PR #1247, opened 2022-08-15
build: agent-js v0.13.2 with idb breaking change

peterpeterparker:
# Motivation

agent-js `v0.13.x` introduces a breaking change. It uses indexeddb instead of local storage to save the session delegation and identity.

Indexddb is awesome and it's the most convenient way to access these information from web workers which we are already using for the cron that checks the delegation and which we might use for more features in the future.

# ⚠️ Important Note ⚠️ 

- on logout, local storage is not going cleared anymore but idb instead
- we don't explicitly clear idb but defer the work to agent-js which do so
- instead of syncing the auth on local storage changes, the identity will be checked in the auth cron

#  Dependencies

fake-indexeddb (https://github.com/dumbmatter/fakeIndexedDB) has been added to mock idb for jest tests happening in the nodejs context

# PRs required

- [X] ic-js PR https://github.com/dfinity/ic-js/pull/177
- [x] agent-js PR https://github.com/dfinity/agent-js/pull/611
- [x] agent-js PR https://github.com/dfinity/agent-js/pull/612

# Changes

- in web worker, read delegation from idb instead of localstorage to check the validity of the delegation
- in web worker, also check the auth is authenticated
- on logout, do not clear local storage
- mock idb for test with new dev dependency `fake-indexeddb`
- remove auth sync on local storage changes
- bump agent-js `v0.13.2`
- bump most recent nns-js, sns-js and utils-js


frontend/package.json
```diff
@@ -16,7 +16,7 @@
     "test": "TZ=UTC jest",
     "test:watch": "TZ=UTC npm run test -- --watchAll",
     "update:next": "npm update @dfinity/nns @dfinity/sns @dfinity/utils",
-    "update:agent": "npm rm @dfinity/agent @dfinity/auth-client @dfinity/authentication @dfinity/candid @dfinity/identity @dfinity/principal && npm i @dfinity/agent @dfinity/auth-client @dfinity/authentication @dfinity/candid @dfinity/identity @dfinity/principal",
+    "update:agent": "npm rm @dfinity/agent @dfinity/auth-client @dfinity/authentication @dfinity/candid @dfinity/identity @dfinity/principal @dfinity/nns @dfinity/sns @dfinity/utils && npm i @dfinity/agent @dfinity/auth-client @dfinity/authentication @dfinity/candid @dfinity/identity @dfinity/principal @dfinity/nns@next @dfinity/sns@next @dfinity/utils@next",
```
lmuntaner, line 19: Do the utils also depend on agent, etc?

frontend/src/lib/components/common/Guard.svelte
```diff
@@ -16,10 +16,7 @@
 
 <!-- storage: on every change in local storage we sync the auth state -->
```
lmuntaner, line 17: Remove or change this comment?

frontend/src/lib/workers/auth.worker.ts
```diff
@@ -16,21 +20,47 @@ export const stopIdleTimer = () => {
...
-    return;
-  }
+/**
+ * If there is no delegation or if not valid, then delegation is not valid
+ *
+ * @returns true if delegation is valid
+ */
+const checkDelegationChain = async (): Promise<boolean> => {
+  const idbStorage: IdbStorage = new IdbStorage();
+  const delegationChain: string | null = await idbStorage.get("delegation");
```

+++

* _Directions for this task_
Count, in the listing above, every line that includes "jest". The number is the whole answer.

* _Answer area_
2